When Pfizer's wonder drug Viagra hit the market, the press went wild and cyclic guanine monophosphate (cGMP) hit the big time. By preventing breakdown of the tiny signalling molecule, the drug alters a cell signalling pathway that governs vascular flow, with spectacular consequences for some tissues. But cGMP amplifies cellular messages in many other cell types and tissues, by activating two different protein kinases to trigger a wide variety of responses. Although research into cGMP signalling in cell culture has taught us much about many of the signal's targets, little is currently known about the physiological consequences of many of these signalling cascades in whole tissue. However, Shireen Davies and Julian Dow working in Glasgow, Scotland,are keen to reverse this trend. By focusing on cGMP signalling in the humble fruit fly, they hope to integrate intricate molecular signalling pathways with the tiny insect's physiology to discover the true physiological consequences of some of these complex signalling pathways.

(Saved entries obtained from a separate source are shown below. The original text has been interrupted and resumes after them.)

PR #7799, opened 2025-07-12
IP checker utility

MarufHossain-tech:
6 files are added.  the code in pinchecker.py
Screenshot 2025-07-13 011908

### DIFF
--- a/README.md
+++ b/README.md
@@ -1,366 +1,59 @@
-# OpenROAD
+# OpenROAD IP Checker
 
-[![Build Status](https://jenkins.openroad.tools/buildStatus/icon?job=OpenROAD-Public%2Fmaster)](https://jenkins.openroad.tools/job/OpenROAD-Public/job/master/)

Knowing that Malpighian tubule secretion is a highly regulated process,Davies and Dow have been able to use the tissue to identify key components of cGMP signalling systems in a physiological context. In a paper published in the current issue of the J. Exp. Biol., they have turned their attention to a signalling system that was first identified in the heads of mutated drosophila larvae, where the mutation affects a protein kinase known as DG2, to identify components of the signalling cascade(p. 2769).

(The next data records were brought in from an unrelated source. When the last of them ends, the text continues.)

PR #7808, opened 2025-07-14
C++ pin_checker & tcl interface , uploaded in dbSta 

MarufHossain-tech:


MarufHossain-tech:
as per your instruction I made the core checker in c++ & interface in tcl. added them on dbSta

MarufHossain-tech:
image
seems like there is a cross on a commit. I'm having trouble finding our what is the issue. can you help me identifying this?

maliberty:
I retriggered the build as it seems like it might be an intermittent issue.

src/dbSta/pin_checker.cc.cpp
```diff
@@ -0,0 +1,74 @@
...
+    
+    result.valid = result.errors.empty();
+    return result;
+}
+
+double LefChecker::getManufacturingGrid() const {
+    return db_->getTech() ? db_->getTech()->getManufacturingGrid() : 0.001;
+}
+
+bool LefChecker::isOnGrid(double value, double grid) const {
```
maliberty: Layout is done in integer DBU and you should avoid floating point.  It solves a multitude of problems.

src/dbSta/CMakeLists2.txt
maliberty, line 1: Why is a new cmakefile file needed?  It would be better to just add to the existing one as this is not connected to anything.

src/dbSta/pin_checkerTcl_interface.i
```diff
@@ -0,0 +1,22 @@
+# Define the Tcl command
+namespace eval ord {
+    proc check_lef {lib_name} {
```
maliberty: tcl code should go in dbSta.tcl

src/dbSta/pin_checkerTcl_interface.i
maliberty, line 1: No need for a new .i file, just add to dbSta.i

MarufHossain-tech:
I have update based on your requirements. let me know if further change required

MarufHossain-tech:
I have update based on your requirements. let me know if further change required

PR #7817, opened 2025-07-15
Avoid a stack use after scope

Faholan:
std::minmax returns references, so the arguments need to have a valid allocation


Faholan:
On an array, std::minmax actually returns the min and max by value and not by reference, so this avoids introducing extra variables

PR #7823, opened 2025-07-16
Cts: create new balance latencies method

arthurjolo:
Needs [#7821](https://github.com/The-OpenROAD-Project/OpenROAD/pull/7821)

This PR creates a new clock latencies balancer. Currently CTS only balance latencies between macros and registers trees, but when we have multiple sub-trees (eg.: multiple clock gaters) the sub-trees are not balanced between them eg.:

unity test gated_clock3 with master
gated_clock3_master

This PR proposes a new balance latencies method, that takes into account all sub-trees connected to a same clock source, the LatenciesBalancer. This class builds a graph that connects all sub-trees of the clock and travels throw it to insert delay buffers where its needed. The delay buffers are inserted as high up in the tree as possible, and try to share the mod amount of buffers as possible as well. A more detailed explanation of the algorithm can be found [here](https://docs.google.com/presentation/d/1G5pWCrPHad6GCvFkKXFHwl0x5MI2cGiPcu-HwUBJMsU/edit?slide=id.g37046e681e6_0_109#slide=id.g37046e681e6_0_109).

This changes help improve skew specially for designs with multiple clock gaters, where the problem mention tends to appear, eg.: 

unity test gated_clock3 with this PR
gated_clock3_LatenciesBalancer


src/cts/src/CMakeLists.txt
maliberty, line 1: You'll need to add the new file to BUILD as well for Bazel

src/cts/src/LatenciesBalancer.cpp
```diff
@@ -0,0 +1,512 @@
...
+    }
+    debugPrint(
+        logger_, CTS, "insertion delay", 3, "  {}", sinkInput->getName());
+    sinkInput->disconnect();
+    int sinkX, sinkY;
+    sinkInput->getAvgXY(&sinkX, &sinkY);
+    maxSinkX = std::max(maxSinkX, sinkX);
+    maxSinkY = std::max(maxSinkY, sinkY);
+    minSinkX = std::min(minSinkX, sinkX);
+    minSinkY = std::min(minSinkY, sinkY);
```
maliberty: It would be simpler to use a Rect and mergeInit() / merge() and xCenter/yCenter below.

src/cts/src/LatenciesBalancer.cpp
```diff
@@ -0,0 +1,512 @@
...
+  if (inputPort) {
+    return inputPort->isRegClk();
+  }
+
+  return false;
+}
+
+void LatenciesBalancer::showGraph()
+{
+  logger_->report("Graph builded:");
```
maliberty: builded ->built

maliberty (changes requested):

src/cts/src/CMakeLists.txt
```diff
@@ -15,6 +15,7 @@ add_library(cts_lib
     TritonCTS.cpp
     Clustering.cpp
     LevelBalancer.cpp
+    LatenciesBalancer.cpp
```
precisionmoon: Can we rename the file LatencyBalancer.cpp?

precisionmoon: And rename LatenciesBalancer.h to LatencyBalancer.h?

arthurjolo: Ok, Do you want me to rename the class as well or just the files?

precisionmoon: Let's rename the classes too.

precisionmoon (commented):
Do we also want to update the CTS summary to include new delay buffers?
For example,

[INFO CTS-0098] Clock net "clk"
[INFO CTS-0099]  Sinks 225
[INFO CTS-0100]  Leaf buffers 103
**[INFO CTS-XXXX] Delay buffers 25**
[INFO CTS-0101]  Average sink wire length 9313.40 um
[INFO CTS-0102]  Path depth 16 - 17
[INFO CTS-0207]  Leaf load cells 4
[INFO CTS-0098] Clock net "clk_regs"
[INFO CTS-0099]  Sinks 2254
[INFO CTS-0100]  Leaf buffers 227
**[INFO CTS-XXXX] Delay buffers 10**
[INFO CTS-0101]  Average sink wire length 4121.94 um
[INFO CTS-0102]  Path depth 17 - 17
[INFO CTS-0207]  Leaf load cells 4
Total number of Clock Roots: 2.
Total number of Buffers Inserted: 556.
Total number of Clock Subnets: 556.
Total number of Sinks: 2475.

arthurjolo:
We can't do it for each clock net as you are suggesting, because LatencyBalancer is not running for each clock net, it is running for all clock nets of one clock together. We can report how many were inserted by each clock and the total amount.

precisionmoon:
> We can't do it for each clock net as you are suggesting, because LatencyBalancer is not running for each clock net, it is running for all clock nets of one clock together. We can report how many were inserted by each clock and the total amount.

Yes, this makes sense.

src/cts/src/LatencyBalancer.cpp
```diff
@@ -0,0 +1,569 @@
...
+namespace cts {
+
+using utl::CTS;
+
+int LatencyBalancer::run()
+{
+  logger_->info(
+             CTS,
+             33,
+             "Balancing latancy for clock {}",
```
precisionmoon: A small typo:  latancy => latency

maliberty:
Is there a metrics update PR?

src/cts/test/CMakeLists.txt
```diff
@@ -26,6 +26,11 @@ or_integration_tests(
     dummy_load
     find_clock
     find_clock_pad
+    gated_clock1
+    gated_clock2
+    gated_clock3
+    gated_clock4
+    gated_clock5
```
maliberty, line 33: Add to the BUILD file.

src/cts/src/TritonCTS.cpp
```diff
@@ -2340,23 +2341,31 @@ void TritonCTS::balanceMacroRegisterLatencies()
...
+      LatencyBalancer balancer = LatencyBalancer(builder,
+                                                 options_,
+                                                 logger_,
+                                                 db_,
+                                                 network_,
+                                                 openSta_,
+                                                 techChar_->getLengthUnit(),
+                                                 capPerDBU);
+      totalDelayBuff += balancer.run();
+      parasitics_guard.update();
```
maliberty: Move the guard to just inside the if-statement and the end of the scope will handle the update.  The goal of the guard is to avoid needing to manually call update and to be exception safe.

src/cts/src/LatencyBalancer.cpp
```diff
@@ -0,0 +1,616 @@
...
+  std::string newNetName
+      = "delaynet_" + std::to_string(delayBufIndex_) + "_" + clockName;
+  odb::dbNet* newNet = odb::dbNet::create(block, newNetName.c_str());
+  newNet->setSigType(odb::dbSigType::CLOCK);
+
+  // create a new delay buffer
+  std::string newBufName
+      = "delaybuf_" + std::to_string(delayBufIndex_++) + "_" + clockName;
+  odb::dbMaster* master = db_->findMaster(options_->getRootBuffer().c_str());
+  odb::dbInst* newBuf = odb::dbInst::create(block, master, newBufName.c_str());
```
maliberty: @jhkim-pii any concerns about hierarchy?

arthurjolo: This code should be the same as what we already have in CTS for inserting delay buffers (`TritonCTS::insertDelayBuffer`), I see that this code has changed, probably to deal with hierarchy. So probably what we have on this PR should be changed as well.

src/cts/src/LatencyBalancer.cpp
```diff
@@ -0,0 +1,635 @@
...
+
+  for (odb::dbITerm* sinkInput : sinksInput) {
+    sinkInput->connect(drivingNet);
+  }
+  return getFirstInput(returnBuffer);
+}
+
+// Create a new delay buffer and connect output pin of driver to input pin of
+// new buffer. Output pin of new buffer will be connected later.
+odb::dbInst* LatencyBalancer::createDelayBuffer(odb::dbNet* driverNet,
```
arthurjolo, line 512: @jhkim-pii can you give your review on this function to insure hierarchy is fine.

I tried to maintain the idea you used on TritonCTS::insertDelayBuffer, so the delay buffers are on the same module as their drivers, this way we avoid creating any extra ports on the modules for the worst cases.

jhkim-pii: It looks good. As you mentioned, this makes a flat connection b/w the driver and the new buffer. So it does not need any hierarchy handling.

src/cts/src/LatencyBalancer.cpp
```diff
@@ -0,0 +1,635 @@
...
+  GraphNode* node = &graph_[nodeId];
+
+  // Compute number of buffer needed for leaf node
+  if (node->childrenIds.empty()) {
+    return;
+  }
+
+  // If it is not a leaf node compute the amount of buffers needed for its
+  // children
+  std::vector<odb::dbITerm*> sinksInput;
```
jhkim-pii, line 394: In a hierarchical flow, `sinksInput` can be located at different hierarchies, right?
Then, a hierarchy handling is required when the sink pin is disconnected and reconnected to the output pin of the new buffer because the hierarchy of the driver and the sink instance are different.

A simple solution is to use `dbNetwork::hierarchicalConnect(dbITerm* source_pin, dbITerm* dest_pin, const char* connection_name)` for the connection b/w the buffer output and the sink. `hierarchicalConnect()` automatically handles the hierarchy. 
But its drawback is that it does not reuse the existing hierarchical ports and punches many new hierarchical ports.

jhkim-pii: @arthurjolo Could you please add a test case with hierarchical flow? I think we can find issues from the hierarchical test case.

arthurjolo: There is a testcase `hier_insertion_delay` but maybe it is too simple.

arthurjolo: Is it necessary to do anything else at the disconnect? If i disconnect the pins and create a new hierarchical port than the previous connection port is dangling right?

jhkim-pii: Yes. `hierarchicalConnect()` will create a new port and make the previous dangling. It is the drawback of the current `hierarchicalConnect()`. 
I will enhance `hierarchicalConnect()` to fully reuse the existing nets and ports to minimize the port punching.

arthurjolo: I modified testcase `gated_clock4` to have a simple hierarchy and added `hierarchicalConnect()` for the delay buffers and its sinks. On the verilog output of `gated_clock4` it looks like there the dangling ports are deleted but @jhkim-pii if you could take a look to confirm it is ok.

jhkim-pii: Yes. It is the expected behavior. `hierarchicalConnect()` removes unused ports and pins in the end. I forgot to mention it yesterday.

```
void dbEditHierarchy::hierarchicalConnect(dbITerm* source_pin,
                                          dbITerm* dest_pin,
                                          const char* connection_name)
...                                         
    // 3.6. During the addition of new ports and new wiring we may
    // leave orphaned pins, clean them up.
    std::set<dbModInst*> cleaned_up;
    for (auto module_to_clean_up : source_parent_tree) {
      dbModInst* mi = module_to_clean_up->getModInst();
      if (mi) {
        dlogHierConnCleaningUpSrc(mi);
        mi->removeUnusedPortsAndPins();
        cleaned_up.insert(mi);
      }
    }
    for (auto module_to_clean_up : dest_parent_tree) {
      dbModInst* mi = module_to_clean_up->getModInst();
      if (mi) {
        if (cleaned_up.find(mi) == cleaned_up.end()) {
          dlogHierConnCleaningUpDst(mi);
          mi->removeUnusedPortsAndPins();
          cleaned_up.insert(mi);
        }
      }
    }
  }

  dlogHierConnDone();    
}
```

arthurjolo:
Started a new CI to update the metrics. I was having an error in DPL after grt for one design, but it looks like it was fixed.

maliberty:
If the metrics are fine we can merge

arthurjolo:
Metrics are fine, there is one PR to update some small failures. However, I have one timeout in the private CI.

Davies explains that insects carrying the dg2 mutation have an unusual behavioural pattern. Mutant flies tend not to forage when food is available and are known as having the forS phenotype, while wild type flies roam freely. Curious to know whether the mutation affected the insect's Malpighian tubules, Matthew MacPherson, Kate Broderick and Davies began testing the insect's Malpighian tubules to see if secretion was affected by the dg2 mutation, and found that wild-type flies had normal secretion rates when stimulated with the neurohormone capa-1, yet mutant flies had a much greater secretory response when treated with capa-1.

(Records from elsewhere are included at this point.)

Issue #7740, opened 2025-07-07
Missing descriptors for dbDft objects


AcKoucher:
### Suggested Solution

Add descriptors to the following objects so we can inspect them from the GUI:

 - [x] dbScanChain
 - [x] dbScanPartition
 - [x] dbScanList
 - [x] dbScanInst

### Additional Work

 - [x] Add ability to inspect dbScanInst through dbInst.

PR #7824, opened 2025-07-16
odb: move ownership of _dbScanInst to _dbBlock

AcKoucher:
Requires #7825.

## Context and Changes
As I was working on #7740, I realized that we need some way of linking the instance to its scan version in order to allow fast inspection through the descriptor of the `dbInst`.

One solution would  be to hash instances to their scan version. However, with the current ownership hierarchy that is not possible. This PR is to allow the cited solution.

With this, `_dbScanInst`s in a `_dbScanList` will work as `_dbIterm`s in a `_dbNet`.

## Important Considerations
Now that we insert the `ScanInst`s in a `ScanList` in the opposite order, we need to manually reverse the order when reading a DEF file. Same idiom used with `dbIterm`s in a `dbNet`.


AcKoucher:
@fgaray Could you take a look?

src/dft/test/scandef_sky130.defok
fgaray, line 1: Why is the order of the scandef changing?

fgaray:
> @fgaray Could you take a look?

I think you have more experience on odb than me. As long as it is functional equivalent to the original code it LGTM. One small comment as seems like the order of some flops is changing? Why is that?

src/odb/include/odb/db.h
```diff
@@ -8440,6 +8440,8 @@ class dbScanInst : public dbObject
 
   dbInst* getInst() const;
 
+  void insertInScanList(dbScanList* scan_list);
```
maliberty: This should be clear about whether you are adding to the front or back of the list.  I guess that may relate to the order difference.

src/odb/src/codeGenerator/schema/scan/dbScanList.json
```diff
@@ -9,6 +9,25 @@
...
+    "dbScanInstItr.h"],
+  "fields": [
+    {
+      "name": "_unused",
+      "type": "uint",
+      "flags": [
+        "private"
+      ],
+      "default": 0,
+      "comment": "// As the elements of a free dbTable are 12 bytes long, we need this\n// additional member in order to make _dbScanList big enough to allow\n// safe casting between table members."
```
maliberty: I would expect clang-format to wrap the comment for you (we format all generated files).

src/odb/src/db/dbScanInst.cpp
```diff
@@ -59,6 +65,12 @@ dbIStream& operator>>(dbIStream& stream, _dbScanInst& obj)
   stream >> obj.inst_;
   stream >> obj.scan_clock_;
   stream >> obj.clock_edge_;
+  if (obj.getDatabase()->isSchema(db_schema_block_owns_scan_insts)) {
+    stream >> obj._next_list_scan_inst;
+  }
+  if (obj.getDatabase()->isSchema(db_schema_block_owns_scan_insts)) {
+    stream >> obj._prev_list_scan_inst;
+  }
```
maliberty, line 73: These can be combined into one if.

src/odb/src/db/dbScanInst.cpp
```diff
@@ -70,6 +82,12 @@ dbOStream& operator<<(dbOStream& stream, const _dbScanInst& obj)
   stream << obj.inst_;
   stream << obj.scan_clock_;
   stream << obj.clock_edge_;
+  if (obj.getDatabase()->isSchema(db_schema_block_owns_scan_insts)) {
+    stream << obj._next_list_scan_inst;
+  }
+  if (obj.getDatabase()->isSchema(db_schema_block_owns_scan_insts)) {
+    stream << obj._prev_list_scan_inst;
+  }
```
maliberty: Likewise

src/odb/src/db/dbScanInst.cpp
```diff
@@ -221,19 +231,33 @@ dbScanInst::AccessPins dbScanInst::getAccessPins() const
...
 }
 
+void dbScanInst::insertInScanList(dbScanList* scan_list_)
+{
+  _dbScanInst* scan_inst = (_dbScanInst*) this;
+  _dbScanList* scan_list = (_dbScanList*) scan_list_;
+  _dbBlock* block = (_dbBlock*) scan_inst->getOwner();
+
+  if (scan_list->_scan_insts != 0) {
+    _dbScanInst* tail = block->_scan_inst_tbl->getPtr(scan_list->_scan_insts);
```
maliberty: This is the head of the list not the tail

src/odb/src/codeGenerator/schema/scan/dbScanList.json
```diff
@@ -9,6 +9,25 @@
...
+    },
+    {
+      "name": "_scan_insts",
```
maliberty: It would be clearer to call this _first_inst

src/odb/src/db/dbScanList.cpp
```diff
@@ -31,43 +34,27 @@ bool _dbScanList::operator<(const _dbScanList& rhs) const
...
-  scan_insts_ = new dbTable<_dbScanInst>(
-      db, this, (GetObjTbl_t) &_dbScanList::getObjectTable, dbScanInstObj);
+  _unused = 0;
 }
 
 dbIStream& operator>>(dbIStream& stream, _dbScanList& obj)
 {
-  stream >> *obj.scan_insts_;
+  stream >> obj._unused;
+  stream >> obj._scan_insts;
```
maliberty: Needs a schema check

src/odb/src/db/dbScanInst.cpp
gadfort: this is writing, so we care what the incoming schema was? seems like this is a no-op or not needed.

src/odb/src/db/dbScanInst.cpp
AcKoucher: These came from the code generator. Is there a way to enforce it to keep it a single condition?

src/dft/test/scandef_sky130.defok
AcKoucher: The new logic to add a `_dbScanInst` to a `_dbScanList` works as a `push_front()` (same behavior as inserting an iterm in a net). Previously, we were using something like `dbScanInst::create(_scan_list, inst);` which works as a `push_back()`.

@maliberty Please, correct me if I'm wrong.

src/odb/src/db/dbScanInst.cpp
AcKoucher: FYI this also comes from the generator.

src/dft/test/scandef_sky130.defok
maliberty: We could reverse the list once it is created.  That idiom is used elsewhere.

src/odb/src/db/dbScanInst.cpp
maliberty: It would make the generator more complex so let's just live with it.

src/odb/src/db/dbScanInst.cpp
maliberty: I agree we don't need to write in an old schema.  I'll update the code generator in a separate PR.

maliberty: #7870

maliberty: @AcKoucher you can merge master to this branch and re-run the code generator to resolve this.

src/dft/test/scandef_sky130.defok
AcKoucher: Added commits to ensure the current order is preserved when reading from a `.def`.

PR #7825, opened 2025-07-16
dft: keep track of just .defok for scandef_sky130 test

AcKoucher:
As I was updating scandef_sky130 test result for #7824, I realized that its input `.def` file is tracked by git. That feels unnecessary and makes us need to update two files when updating the test.

This PR creates the symbolic link for `save_defok` and changes the test to have a somewhat more friendly `.defok` update process.

Also removing an unused file.


AcKoucher:
@fgaray FYI.

AcKoucher:
The PR check failures seem to be IT related.

PR #7842, opened 2025-07-18
bazel-orfs: bump

oharboe:
Simplified use-case for bazel run foo_deps, WORK_HOME is in generated config.mk


oharboe:
@vvbandeira @maliberty same unrelated CI failure

Issue #7833, opened 2025-07-17
Usability of route guides


maliberty:
### Description

Two improvements that would make the route guides more usable:

1) The inspector's 'route guide' button functions as an on/off toggle but it doesn't give any visual feedback as to whether the guides are on or off for the inspected net.

2) When we have detailed routes we draw the net highlight along the detailed routes but when we have global routes we just use the same flightlines as we do before grt.  We should do similar highlighting with the guides.

@gadfort would you have any time for these?

maliberty:
@precisionmoon FYI

gadfort:
@maliberty I can take a look this weekend. The first one should be fairly easy, the second one I think would require a little more effort,  it should be doable if I understand correctly

gadfort:
@maliberty I was poking around at using the guides, at first I tried to draw the guide outlines, but that was crazy busy and nearly useless. So right now I'm just drawing the center line of the guide and then flywires from the box center to the iterms. For some nets this doesn't look too odd, but for short nets it looks a little funny. What are your thoughts?

Clock net: 

<img width="778" height="1081" alt="Image" src="https://github.com/user-attachments/assets/3a883d71-a703-4569-b71e-b76e5fb8eb0f" />

Short net:

<img width="1145" height="848" alt="Image" src="https://github.com/user-attachments/assets/225e78e1-10be-489b-adfb-7c908ec6e131" />

Net0:

<img width="1593" height="889" alt="Image" src="https://github.com/user-attachments/assets/c9bb2124-424c-4e21-be04-ac6f49296092" />

maliberty:
I think it would be good to lightly draw the gcell boundaries.  I think it would make it clearer that we are going gcell center to pin.  Btw, that's not too far from what parasitic estimation does.

@eder-matheus any opinion?

maliberty:
@precisionmoon FYI

gadfort:
@maliberty to make the guides a lot of less busy, I added a merging function to the polygon in odb.

Clock net:

<img width="1314" height="1508" alt="Image" src="https://github.com/user-attachments/assets/4a12f434-30d0-49a1-b112-569af48a33c7" />

Short net:

<img width="1345" height="511" alt="Image" src="https://github.com/user-attachments/assets/33e90d69-4935-4208-a15e-42a8e05a4dd4" />

Bterm:

[...]

PR #7846, opened 2025-07-19
gui: update actions in inspector and change button for route guides based on visibility

gadfort:
Part 1 of #7833

Before turning on: 
image

After turning on:
image

### DIFF
--- a/src/gui/src/dbDescriptors.cpp
+++ b/src/gui/src/dbDescriptors.cpp
@@ -1590,14 +1590,19 @@ Descriptor::Actions DbNetDescriptor::getActions(std::any object) const
                        }});
   }
   if (!net->getGuides().empty()) {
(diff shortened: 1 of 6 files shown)


maliberty:
If you show a route guide, right click and select clear route guides, the inspector still shows hide.

gadfort:
@maliberty try again, I added net tracks to this as well.

maliberty:
I see it works for route guides but not for net tracks.  Clearing the tracks still leaves it on hide.

gadfort:
@maliberty it seems that net tracks were just doing their own thing, I don't know how to view them / load them, so I don't have a good way to check if this works.

maliberty:
I mention it since you said you worked on it.  Its a debug tool so it is enabled with `detailed_route_debug -write_net_tracks` before running detailed routing.  It draws the results of track assignment.  Its not crucial.

maliberty (approved):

But which component of the cGMP cascade was altered by the dg2mutation? Knowing that the mutation appeared to decrease DG2's kinase activity in the heads of mutant flies, Davies suspected that the mutant DG2 protein was less active than in wild-type flies. But when she tested the kinase activity,amazingly it was unchanged. So the modified protein must be targeting another component of the signalling system to alter the Malpighian tubule's secretory properties.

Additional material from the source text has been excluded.